Comparison of short- and long-acting agents

Exenatide LAR and liraglutide were compared head to head in a 26-week study. Both agents provided clinically significant lowering in HbA1c; however, liraglutide had a statistically greater reduction in HbA1c than exenatide LAR (–1.48% versus –1.28%, respectively; p = 0.02). Additionally, the treatment difference of 0.21% [95% confidence interval (CI) 0.08–0.33] did not meet predetermined noninferiority criteria for exenatide LAR (upper limit of CI < 0.25) [Buse et al. 2013]. Liraglutide also decreased FBG and weight significantly more than exenatide LAR (p = 0.02). Both agents had comparable improvements in cardiovascular measures such as blood pressure (BP), C-reactive protein (CRP), and lipids. Exenatide LAR had a favorable side effect profile compared with liraglutide with fewer incidences of nausea, diarrhea, and vomiting [Buse et al. 2013].

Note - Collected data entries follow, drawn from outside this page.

Issue #2631, opened 2023-07-31
Example #1 array_diff_assoc() example [second arrays last value should have a key "1"]


DEarTh27:
From manual page: https://php.net/function.array-diff-assoc

---

In this example you see the "a" => "green" pair is present in both arrays and thus it is not in the output from the function. Unlike this, the pair 0 => "red" is in the output because in the second argument "red" has key which is 1.

```
<?php
$array1 = array("a" => "green", "b" => "brown", "c" => "blue", "red");
$array2 = array("a" => "green", "yellow", "red");
$result = array_diff_assoc($array1, $array2);
print_r($result);
?>
```

damianwadley:
Since your report is just a copy-and-paste of the example's description and (part of) its code, how about clarifying what you think should be changed?

DEarTh27:
`$array2 = array("a" => "green", "yellow", "red"); `

Should be

`$array2 = array("a" => "green", "yellow", "1" => "red"); `

As per the description.

salathe:
In `$array2`, the item with value `"red"` already had a key of `1` automatically assigned. 
What's the problem?

salathe:
Again, please explain the problem.

Before and after the related code change (#2634) for this example, both `$array2` arrays are identical.

What do you want to achieve? Does that require changing the example code?

DEarTh27:
Seems like a misunderstanding. May be we can add description to say that "In $array2, the item with value "red" already had a key of 1." "**That is automatically assigned**"

PR #2650, opened 2023-08-07
Clarify `array_diff_(u)assoc` examples

alexandre-daubois:
Fix https://github.com/php/doc-en/issues/2631

My last try to clarify this wasn't the good fix. I try here to clarify what happens with `array_diff_(u)assoc` and why `red` is present in the output.

### DIFF
--- a/reference/array/functions/array-diff-uassoc.xml
+++ b/reference/array/functions/array-diff-uassoc.xml
@@ -80,25 +80,24 @@
    <example>
     <title><function>array_diff_uassoc</function> example</title>
     <para>
-     The <literal>"a" =&gt; "green"</literal>
+     In this example the <literal>"a" =&gt; "green"</literal>
      pair is present in both arrays and thus it is not in the output from the
      function. Unlike this, the pair <literal>0 =&gt; "red"</literal>
-     is in the output because in the second argument <literal>"red"</literal>
-     has key which is <literal>1</literal>.
+     is in the output because the key of <literal>"red"</literal> is
+     automatically assigned to <literal>0</literal> in the first array,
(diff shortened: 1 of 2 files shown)


reference/array/functions/array-diff-uassoc.xml
```diff
@@ -80,11 +80,13 @@
    <example>
     <title><function>array_diff_uassoc</function> example</title>
     <para>
-     The <literal>"a" =&gt; "green"</literal>
+     In this example you see the <literal>"a" =&gt; "green"</literal>
```
Girgias, line 83:
```suggestion
     In this example the <literal>"a" =&gt; "green"</literal>
```
Would be better to rephrase the other wording to get rid of personalization.

Girgias (changes requested):

reference/array/functions/array-diff-uassoc.xml
alexandre-daubois: That's right! I also took the opportunity to remove "you" occurrences in these pages.

reference/array/functions/array-diff-uassoc.xml
```diff
@@ -94,11 +96,12 @@ function key_compare_func($a, $b)
     if ($a === $b) {
         return 0;
     }
-    return ($a > $b)? 1:-1;
+
+    return ($a > $b) ? 1 : -1;
```
Girgias, line 100: Could use the spaceship operator, as this exists since 7.0

alexandre-daubois: Here you go :slightly_smiling_face:

Girgias (approved):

Albiglutide was also compared with liraglutide in patients with T2DM inadequately controlled on metformin, TZD, SU, or a combination of the three in a 32-week noninferiority trial. Albiglutide lowered HbA1c but did not meet noninferiority criteria compared with liraglutide (p = 0.0846). Change in weight was also significantly greater with liraglutide (–0.62 kg with albiglutide versus –2.21 kg with liraglutide). Gastrointestinal adverse events were reported more in the liraglutide group, whereas injection site reactions were more commonly reported among the albiglutide group [Pratley et al. 2014].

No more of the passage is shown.